Ver alguém comer algo que gostamos muito, desperta em nos uma vontade imensa de comer exatamente aquilo. Chocolate então, nem se fala. Aí, a dieta fica bem mais difícil de controlar, mesmo porque, um neurotransmissor chamado dopamina, "nos diz": vai, vai que isso é bom demais. Vai te deixar feliz da vida. Um processo que ocorre em áreas profundas do cérebros.

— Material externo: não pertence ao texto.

PR #396, opened 2021-05-18
add "prefix" arg to iaviewer

summerpro:
The pr can support access to the data in the iavl tree of different modules of cosmos-sdk

In cosmos-sdk, the different modules under x/ use different iavl trees and are stored in the same leveldb (application.db). Different db prefixes are used to distinguish different modules, such as "s/k: gov/", "s/k:staking/", "s/k:evm/".

### DIFF
--- a/CHANGELOG.md
+++ b/CHANGELOG.md
@@ -2,7 +2,7 @@
 
 
 ## Unreleased
-
+- [\#396](https://github.com/cosmos/iavl/pull/396) Add "prefix" arg to iaviewer.
 
 
 ## 0.16.0 (May 04, 2021)
--- a/CHANGELOG.md
+++ b/CHANGELOG.md
@@ -2,6 +2,9 @@
 
 
 ## Unreleased
+
+### CLI Breaking Changes
+
 - [\#396](https://github.com/cosmos/iavl/pull/396) Add "prefix" arg to iaviewer.
 
 
--- a/cmd/iaviewer/main.go
+++ b/cmd/iaviewer/main.go
@@ -109,7 +109,7 @@ func ReadTree(dir string, version int, prefix []byte) (*iavl.MutableTree, error)
 	if err != nil {
 		return nil, err
 	}
-	if len(prefix) != nil {
+	if len(prefix) != 0 {
 		db = dbm.NewPrefixDB(db, prefix)
 	}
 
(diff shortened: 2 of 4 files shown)


cmd/iaviewer/main.go
```diff
@@ -101,11 +103,15 @@ func PrintDBStats(db dbm.DB) {
 
 // ReadTree loads an iavl tree from the directory
 // If version is 0, load latest, otherwise, load named version
-func ReadTree(dir string, version int) (*iavl.MutableTree, error) {
+func ReadTree(dir string, version int, prefix []byte) (*iavl.MutableTree, error) {
```
robert-zaremba, line 106: Please update the function comment.
The `iaviwer` will always set a prefix.

cmd/iaviewer/main.go
```diff
@@ -101,11 +103,15 @@ func PrintDBStats(db dbm.DB) {
...
 	db, err := OpenDB(dir)
 	if err != nil {
 		return nil, err
 	}
+	if prefix != nil {
```
robert-zaremba, line 111:
```suggestion
	if len(prefix) != 0 {
```

robert-zaremba: this will also catch a case when prefix is an empty string.

robert-zaremba (commented):
Thanks for contribution. Left a suggestion and we need to update the function godoc as well.

cmd/iaviewer/main.go
summerpro: good case

cmd/iaviewer/main.go
summerpro: ok

robert-zaremba (approved):
Please update the CHANGELOG as well.

summerpro:
> Please update the CHANGELOG as well.

done

summerpro:
hi @robert-zaremba , can this pr be merged?

CHANGELOG.md
```diff
@@ -2,7 +2,7 @@
 
 
 ## Unreleased
-
+- [\#396](https://github.com/cosmos/iavl/pull/396) Add "prefix" arg to iaviewer.
```
robert-zaremba, line 5:
```suggestion

### CLI Breaking Changes

- [\#396](https://github.com/cosmos/iavl/pull/396) Add "prefix" arg to iaviewer.
```

robert-zaremba (approved):
Thanks. This is a good UX improvement.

Saber desses artifícios, pode nos deixar com mais controle sobre nossa vontade e nossas escolhas em diversas áreas.

Robert Provine psicólogo da Universidade de  Maryland pesquisou sobre esse assunto e escreveu vários artigos científicos. "Contagious Yawning and infant imitation, bulletin of the psychonomic Society (1998), vol 27.

terça-feira, 1 de dezembro de 2020

Sobre o aborto


 A polêmica do aborto

Ser a favor do aborto quando seu direito ao nascimento foi respeitado, parece ser algo bem contradizente. Para dizer o mínimo. Negar ao outro um direito que lhe foi garantido.

Ao terceiro mês, diversos órgãos já estão em pleno funcionamento. O feto já apresenta alguns movimentos, o coração já faz o sangue circular, e outros.

E se o feto pudesse reclamar da agressão sofrida? Ora! Ele faz exatamente isso, mas não é respeitado. Alguns reflexos autônomos já respondem, embora a consciência não esteja desenvolvida na mesmo proporção da encontrada em adultos, ele “esperneia”. Em vão, claro!

“Toda situação de estresse atinge o feto”, resume a neuropsiquiatra infantil Theodolinda Mestriner Stocche, da Faculdade de Medicina da Universidade de São Paulo, em Ribeirão Preto (SP). - E, naturalmente o aborto é uma situação de estresse, tanto para a mãe, quanto para o feto. 

Fetos reagem inclusive aos exames de ultra-som. A partir do segundo mês, ele já reage às condições hormonais absorvidas da mãe. Adrenalina da mãe, atinge o bebê também.

Conclui-se que, o direito que me foi garantido, devo eu também garantir ao outro exposto às mesmas condições. Uma questão ética, e moral também, segundo os padrões da nossa sociedade. Assegurar ao outro o mesmo direito que me foi garantido.